The discography of Eric B. & Rakim, an American hip hop duo, consists of four studio albums, five compilation albums, 15 singles, and nine music videos. Eric B. & Rakim formed and signed a record deal with Zakia Records in 1985. The following year, the duo signed a deal with 4th & B'way Records. Their debut album Paid in Full was released in 1987. In the United States, it peaked at number 58 on the Billboard 200, number 8 on R&B/Hip-Hop Albums, and was certified platinum by the Recording Industry Association of America (RIAA). It appeared on the Dutch, New Zealand, and UK Albums Chart. Paid in Full produced five singles, four of which appeared on Hot R&B/Hip-Hop Songs.

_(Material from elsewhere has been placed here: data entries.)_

Issue #1111, opened 2024-11-21
Add job to compile latex documentation into PDF to validate it.


GabrielBruno24:
After the merge of #1094, add a job to the pipeline that will compile the latex documents into a pdf, as a way of checking that the latex is valid and does not have any errors.

PR #1116, opened 2024-11-27
Build latex definition in CI

greenscientist:
To insure that the latex file are not corrupted, let's build them in the CI

Closes: #1111

### DIFF
--- a/.github/workflows/latex.yml
+++ b/.github/workflows/latex.yml
@@ -1,0 +1,25 @@
+# Workflow that validate latex files
+name: latex definition files
+
+on:
+  push:
+    branches: [ main ]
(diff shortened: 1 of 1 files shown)


GabrielBruno24:
With the way this is set up this doesn't actually run the action on this PR. Can you make a small trivial change in the tex files so that it will actually run and we can check it works correctly?

kaligrafy (approved):

GabrielBruno24 (approved):

greenscientist:
@GabrielBruno24 , I added a commit with a broken tex file. It was run and detected properly. I'll remove the commit, but you can see it with hash 24ffc70

tahini (approved):

PR #1122, opened 2024-11-28
Clean up withTranslation()

GabrielBruno24:
Many of the uses of withTranslation() had outdated arguments, either missing translation files or not including needed ones.

This PR updates them to correctly match the current content of the files. Also removes brackets in case of 1 file in the argument.

Also removes the instance of withTranslation() that have 0 arguments, updating some props types that extend WithTranslation along the way.

### DIFF
--- a/packages/chaire-lib-frontend/src/components/pageParts/Header.tsx
+++ b/packages/chaire-lib-frontend/src/components/pageParts/Header.tsx
@@ -74,7 +74,7 @@ const UserMenuButton: React.FunctionComponent<UserMenuButtonProps & WithTranslat
         </React.Fragment>
     );
 };
-const TranslatableUserMenuButton = withTranslation('menu')(UserMenuButton);
+const TranslatableUserMenuButton = withTranslation()(UserMenuButton);
 
 interface UserMenuProps {
     user: CliUser;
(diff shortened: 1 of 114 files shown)


greenscientist:
Definitely more a review for @tahini , maybe @kaligrafy . I have no idea what is going on :)

packages/chaire-lib-frontend/src/components/pageParts/Header.tsx
```diff
@@ -115,7 +115,7 @@ const UserMenu: React.FunctionComponent<UserMenuProps & WithTranslation> = (prop
         </div>
     );
 };
-const TranslatableUserMenu = withTranslation('menu')(UserMenu);
+const TranslatableUserMenu = withTranslation()(UserMenu);
```
tahini, line 118: Pourquoi laisser des parenthèses vides? Si on mets les namespaces, ne faudrait-il pas les mettre partout?

tahini (commented):
Merci pour le nettoyage! J'ai juste un questionnement sur les valeurs laissées vides. Qu'est-ce que ça signifie? Est-ce des composants qui n'ont pas de traductions finalement? Si oui, on peut enlever le withTranslation complètement?

tahini (approved):
excellent merci!

kaligrafy (approved):

PR #1136, opened 2024-12-06
doc tooltip: Fetch on demand and cache definition results

tahini:
The `DocumentationTooltip` component now requests the definition only if the user clicks to display the tooltip. The loader is shown while it is loading.

The `DefinitionService` caches the results from previous server calls, such that it is loaded only once. If a specific definition request is ongoing, it does not call the server again but waits for the server to return a value or error. Upon error, the next call to get the definition will try to get it again.

Add unit tests for the `getDefinitionFromServer` function

### DIFF
--- a/packages/transition-frontend/src/services/definitions/DefinitionsService.ts
+++ b/packages/transition-frontend/src/services/definitions/DefinitionsService.ts
@@ -5,25 +5,56 @@
  * License text available at https://opensource.org/licenses/MIT
  */
 
-import React from 'react';
 import serviceLocator from 'chaire-lib-common/lib/utils/ServiceLocator';
 import * as Status from 'chaire-lib-common/lib/utils/Status';
+import { de } from 'date-fns/locale';
 import { Dictionary } from 'lodash';
+
+// Cache the definitions once they are fetched. This is to avoid fetching the
+// same definition multiple times. 'loading' means a request to the server is
+// ongoing and further requests for the same label can wait for it to return.
+// 'error' means the server returned an error for this definition. If the
+// definition is not in this cache, it has not been fetched yet.
+const definitionCache: { [label: string]: Dictionary<string> | 'loading' | 'error' } = {};
 
 export const getDefinitionFromServer = (
     label: string,
-    setDefinition: React.Dispatch<React.SetStateAction<Dictionary<string>>>,
-    setGotError: React.Dispatch<React.SetStateAction<boolean>>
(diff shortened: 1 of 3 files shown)


packages/transition-frontend/src/services/definitions/DefinitionsService.ts
```diff
@@ -5,23 +5,49 @@
...
+                        setGotError(true);
+                    } else {
+                        setDefinition(definitionCache[label] as Dictionary<string>);
+                    }
+                }
+            }, 500);
+        } else {
+            setDefinition(definitionCache[label] as Dictionary<string>);
+        }
+        return;
```
greenscientist, line 37: instead of return here, maybe we could simply have an else for the rest? The nesting is not too deep in the function.

packages/transition-frontend/src/services/definitions/DefinitionsService.ts
```diff
@@ -5,23 +5,49 @@
...
  */
 
-import React from 'react';
 import serviceLocator from 'chaire-lib-common/lib/utils/ServiceLocator';
 import * as Status from 'chaire-lib-common/lib/utils/Status';
 import { Dictionary } from 'lodash';
 
+const definitionCache: { [label: string]: Dictionary<string> | 'loading' | 'error' } = {};
+
 export const getDefinitionFromServer = (
```
GabrielBruno24, line 14: Maybe just add a comment that explains the definition will only be gotten from the server the first time and after that is taken from the cache?

GabrielBruno24 (approved):
The code looks good and works on my end. I just have one comment that the cache could use more explanation.

packages/transition-frontend/src/services/definitions/DefinitionsService.ts
```diff
@@ -5,25 +5,55 @@
...
-            if (Status.isStatusOk(definitionFromServer)) {
-                setDefinition(Status.unwrap(definitionFromServer));
-            } else {
-                setGotError(true);
+    if (definitionCache[label] === 'loading') {
+        // Wait for the previous call to complete
+        const interval = setInterval(() => {
+            if (definitionCache[label] !== 'loading') {
+                clearInterval(interval);
+                if (definitionCache[label] === 'error') {
```
greenscientist, line 30: We won't do it now, but maybe something to think about later. 
In case of error, we should note the timestamp and retry at a moment later.

Issue #408, opened 2022-08-09
transition: Get minimal data in geojson collections and fetch when required


tahini:
Ideally, we should fix chairemobilite/transition#287 to reduce memory footprint, but a good first step would be to return only the data from the nodes and path that is required for display purposes: id, name, code, etc. All other data can be fetched on demand.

The fifth single "Paid in Full" (1988) peaked in the top five of the Dutch and New Zealand Singles Chart.

In 1988, Eric B. & Rakim released their second studio album Follow the Leader. It peaked at number 22 on the Billboard 200, number 7 on R&B/Hip-Hop Albums, and was certified gold by the RIAA. The album peaked at 25 on the UK Albums Chart, and appeared on the Swedish, Dutch, and New Zealand Albums Chart. Three songs from the album were released as singles: "Follow the Leader", "Microphone Fiend", and "The R", the first and last of which appeared on Hot R&B/Hip-Hop Songs. The duo's third studio album Let the Rhythm Hit 'Em was released in 1990. It peaked at number 32 on the Billboard 200, number 10 on R&B/Hip-Hop Albums, and was certified gold by the RIAA. The album appeared on the UK and Dutch Albums Chart. Let the Rhythm Hit 'Em spawned three singles, including the title track and "In the Ghetto", both of which peaked within the top 10 on US Hot Rap Tracks.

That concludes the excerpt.